Note from today’s readings, whenever David sought the Lord’s counsel and obeyed God, he was successful. However, when he didn’t seek the Lord’s will and follow it, he failed, despite surrounding himself with many experienced advisors. “David consulted with the commanders of thousands and of hundreds, with every leader,” before deciding to fetch the ark of God, but he apparently didn’t consult with God (1 Chronicles 13:1) — this didn’t work out so well for Uzzah. However, against the Philistines, “David inquired of God,” (1 Chronicles 14:10, 14) and God brought him great victories.

“And the Lord said to him, ‘Go up, and I will give them into your hand.’ …David struck them down there. And David said, ‘God has broken through my enemies by my hand….” (1 Chronicles 14:10, 11) David understood and was sure to proclaim that, though God worked through him, God and God alone brought the victory. To whom do you give the credit for your talents, skills, abilities, accomplishments and successes? Do people praise you or your God in Heaven?

“At times we feel as if we could impress God with all we are trying to do for Him and His church. Yet God has yet to be impressed with even the most grandiose human aspirations (Ps. 8:3-4). You will never set a goal so big or attempt a task so significant that God does not have something far greater that He could do in and through your life.
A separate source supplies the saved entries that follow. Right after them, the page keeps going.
PR #147, opened 2026-05-23
fix(api): re-check operator status in admin authz gates

ak2k:
## Summary

`bearerAuth` (`internal/api/middleware.go:35`) loads the operator on request entry and attaches them to `r.Context()` via `withActor`. Downstream admin authz gates use `actorIsAdmin(ctx)`, which reads that captured snapshot for the duration of the request. If another admin runs `DisableOperator` (`internal/store/sqlite_operators.go:257` — atomic txn: status flip + sessions deleted + API keys revoked) on the captured operator between bearerAuth and the handler's mutating SQL, the in-flight handler still sees them as an active admin and the mutation proceeds.

The same gap covers the `actorOwnsCA` short-circuit in `internal/api/authz.go`, which feeds `canAccessCA` / `canAccessHost` / `canAccessNetwork`, so destructive handlers like `handleDeleteCA` / `handleRotateCA` / `handleDeleteHost` inherit the stale-admin bypass.

## Approach

I added `(*Server).isActiveAdmin(ctx)` — re-fetches the captured operator via `s.store.GetOperator` and returns true only if the fresh row is active+admin. Fails closed on `ErrNotFound` or transient errors.

I then swapped all 12 admin authz gates uniformly from `actorIsAdmin(r.Context())` to `s.isActiveAdmin(r.Context())`. The bare `actorIsAdmin` function is preserved as a building block.

| file | sites |
|---|---|
| `operators.go` | handleCreateOperator, handleListOperators, handleDisableOperator, handleEnableOperator, handleCreateOperatorAPIKey, handleRevokeOperatorAPIKey, handleListOperatorAPIKeys |
| `networks.go` | handleCreateNetwork, handleListNetworks scoping |
| `hosts.go` | handleListHosts scoping, handleGetBlocklist |
| `cas.go` | handleListCAs, canAccessCA |
| `settings.go` | handleGetSettings, handlePatchSettings |
| `audit.go` | handleGetAuditLog |
| `authz.go` | actorOwnsCA short-circuit |

## What this does not fix

The TOCTOU between the re-check and the handler's subsequent mutating SQL is narrowed but not closed — a disable that commits in that window still permits the mutation. Closing it would need `BEGIN IMMEDIATE` wrapping check+mutation or `WHERE status=Active` predicates on each mutating statement. Both are larger refactors I'd prefer to scope separately; the re-check covers the bulk of the exposure window.

I also looked at role-mutation paths (no `UpdateOperatorRole` in the store, no PATCH handler, OIDC `upsertOperator` returns existing operators unchanged on re-login). `isActiveAdmin` already re-reads `.Role` from the fresh row, so when a role-mutation surface lands, the helper covers it without further changes.

## Cost

Each gate now does one indexed PK lookup against `operators`. For request paths that hit a single authz gate (the common case), this is one extra round-trip on top of bearerAuth's existing API-key lookup. No handler currently calls `isActiveAdmin` more than once per request, so a request-lifetime cache would save zero round-trips — and would also weaken the disabled-mid-flight detection that is the entire point. I skipped the cache.

## Test plan

- [x] `go test ./... -race -count=1` — all packages green
- [x] `golangci-lint run ./...` (v2.12.2, CI-pinned) — 0 issues
- [x] `internal/api/inflight_authz_test.go` pins the disabled and deleted-row branches of the gate against a stale captured ctx
- [x] `internal/web/oidc_disable_cascade_test.go` is a provider-explicit regression pin for the OIDC session cascade on disable (the local-auth cascade is already covered in `internal/store/sqlite_operators_test.go::TestDisableOperator_CascadesSessionsAndAPIKeys`)
- [x] `internal/api/authz_test.go::TestActorOwnsCA_Admin` updated to seed the in-memory admin into the store (previously relied on the snapshot-only check; the seed makes the test work under the new re-fetch path)

Note: `make sec-sweep` reports 2 pre-existing G124 findings in `internal/web/csrf.go:138/150` from #139. Not touched by this PR; raising separately.

### DIFF
--- a/internal/api/audit.go
+++ b/internal/api/audit.go
@@ -10,7 +10,7 @@ import (
 const defaultAuditLimit = 100
 
 func (s *Server) handleGetAuditLog(w http.ResponseWriter, r *http.Request) {
-	if !actorIsAdmin(r.Context()) {
+	if !s.isActiveAdmin(r.Context()) {
 		writeError(w, http.StatusForbidden, "audit log access requires the admin role")
 		return
 	}
--- a/internal/api/authz.go
+++ b/internal/api/authz.go
@@ -8,10 +8,29 @@ import (
 	"github.com/juev/nebula-mesh/internal/store"
 )
 
+// isActiveAdmin re-fetches the captured-ctx actor and reports whether
+// they are still an active admin. Round-trips the operators table per
+// call. Closes the stale-snapshot gap but not the residual TOCTOU
+// between this check and the handler's subsequent mutating SQL.
+func (s *Server) isActiveAdmin(ctx context.Context) bool {
+	captured := ActorOf(ctx)
+	if captured == nil {
+		return false
+	}
+	fresh, err := s.store.GetOperator(ctx, captured.ID)
+	if err != nil {
+		if !errors.Is(err, store.ErrNotFound) {
+			s.logger.Error("isActiveAdmin: store lookup", "operator", captured.ID, "error", err)
+		}
+		return false
+	}
+	return fresh.Status == models.OperatorStatusActive && fresh.Role == "admin"
+}
+
 // actorOwnsCA returns true if the actor in ctx is admin, or owns the CA with caID.
 // Returns (false, nil) for empty caID or ErrNotFound. Errors only for unexpected DB errors.
 func (s *Server) actorOwnsCA(ctx context.Context, caID string) (bool, error) {
-	if actorIsAdmin(ctx) {
+	if s.isActiveAdmin(ctx) {
 		return true, nil
 	}
 	if caID == "" {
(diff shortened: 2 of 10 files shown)


juev (approved):
LGTM — all 12 admin authz gates swapped uniformly, isActiveAdmin fails closed on every error class, both disabled-mid-flight and deleted-operator branches pinned in the new inflight test.

juev:
Thanks Adam — really thorough sweep here. All 12 admin authz gates swapped uniformly, with `isActiveAdmin` failing closed on every error class (not just `ErrNotFound`), which is exactly the right posture for a re-check primitive. The `inflight_authz_test.go` pinning both the disabled-mid-flight and deleted-operator branches through the actual handler path (not just the helper) is the right shape of test for this kind of fix.

Also appreciate the explicit scope note on the remaining TOCTOU window between the re-check and the mutating SQL, and the rationale for skipping the request-lifetime cache (it would weaken the detection the gate exists for). Those scope decisions — and the OIDC cascade regression pin — are what makes this a tidy PR rather than a sprawling one. Great work!

PR #149, opened 2026-05-24
fix(store): enforce network-scoped overlay-IP uniqueness (migration 018)

ak2k:
## Problem

Migration 014 moved host addresses into a `host_addresses` table and dropped the `UNIQUE(network_id, nebula_ip)` constraint migration 001 had. The only remaining guard is `validateHostIPs`, an API-layer read-then-check — a TOCTOU window that two concurrent host creates can both pass, leaving two hosts bound to the same overlay IP. In a Nebula mesh that's a security defect, not just a data-integrity one: two hosts sharing an overlay address means ambiguous routing and a CA that has issued certs letting one host receive another's traffic.

## Fix

- **Migration 018** restores the invariant declaratively: denormalize `network_id` onto `host_addresses` (immutable post-create) + a `UNIQUE(network_id, address)` index.
- `setHostAddresses` inserts with `ON CONFLICT(network_id, address) DO NOTHING` and maps a zero-row result to `ErrIPTaken` — *targeted*, so `PRIMARY KEY` / `NOT NULL` violations still surface rather than being swallowed by a blunt `INSERT OR IGNORE`. The create/update handlers map `ErrIPTaken` → **409**.
- The migration is intentionally **fail-loud** on a pre-existing duplicate IP — it refuses to start until an operator resolves the defect (there's no safe automatic "which host wins") — and the statement-by-statement loader self-heals on re-run.

## Tests

Serial reject, concurrent exactly-one-wins (`-race`, file-backed so the connection pool actually grows), same-IP-different-networks allowed, plus a direct migration test covering backfill of pre-existing rows, the fail-loud-on-duplicate path, and the down round-trip.

---

Part of the #8c race-hardening work, split into two independent PRs; this is the host-IP-uniqueness half (the enrollment-token-atomicity half is a separate PR).

### DIFF
--- a/internal/api/hosts.go
+++ b/internal/api/hosts.go
@@ -160,6 +160,14 @@ func (s *Server) handleCreateHost(w http.ResponseWriter, r *http.Request) {
 		CreatedAt: now,
 	}
 	if err := s.store.CreateHostAndToken(r.Context(), host, token); err != nil {
+		// Reachable only via a TOCTOU race between concurrent host writes: the
+		// validateHostIPs fast-path above returns 400 for any collision visible
+		// at request time, so reaching the store's UNIQUE(network_id, address)
+		// guard means another writer claimed the IP in between.
+		if errors.Is(err, store.ErrIPTaken) {
+			writeError(w, http.StatusConflict, "one or more nebula_ips are already assigned to another host in this network")
+			return
+		}
 		s.logger.Error("create host and token", "error", err)
 		writeError(w, http.StatusInternalServerError, "failed to create host")
 		return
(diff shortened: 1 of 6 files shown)


juev (approved):
Thanks for restoring the network-scoped overlay-IP uniqueness invariant declaratively via migration 018 — the targeted `ON CONFLICT(network_id, address) DO NOTHING` → `ErrIPTaken` mapping (so PK/NOT NULL still surface) and the concurrent exactly-one-wins test are solid. FYI for whoever deploys: the migration is intentionally fail-loud on a pre-existing duplicate IP, so a DB that already accumulated one via the old TOCTOU window will refuse to start until an operator resolves it — correct behavior, just worth flagging in release notes. LGTM.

Saul of Tarsus worked harder than anyone else to impress God with his efforts, only to discover that his greatest achievements were but rubbish compared to God’s will for his life (Phil. 3:7-8).

Our problem is that we become too easily enamored with our own plans. If we are attempting to do noble or difficult things, we assume that we must be experiencing the maximum potential for our lives and that God must, therefore, be pleased with us. Until we have heard from God, we cannot even imagine all that our lives could become or all that God could accomplish through us.

We need to remind ourselves that the Father sees the “big picture,” that His power far exceeds our limited imagination. We must set aside our own agenda, however lofty. We must never become satisfied with our own dreams, for they are finite at best. When we follow God’s direction we will witness things happening in our lives that can only be explained by His powerful presence. How could we be satisfied with anything less?” (Henry T. Blackaby)

“Cross” Fit S-WOD (Spiritual Workout of the Day) – 27 June 22: Celebrated God’s grace and provision in your life. Go out of your way to give God all the glory today. In all that you say and do, point others to Jesus – don’t allow yourself to be a distraction to others from Him.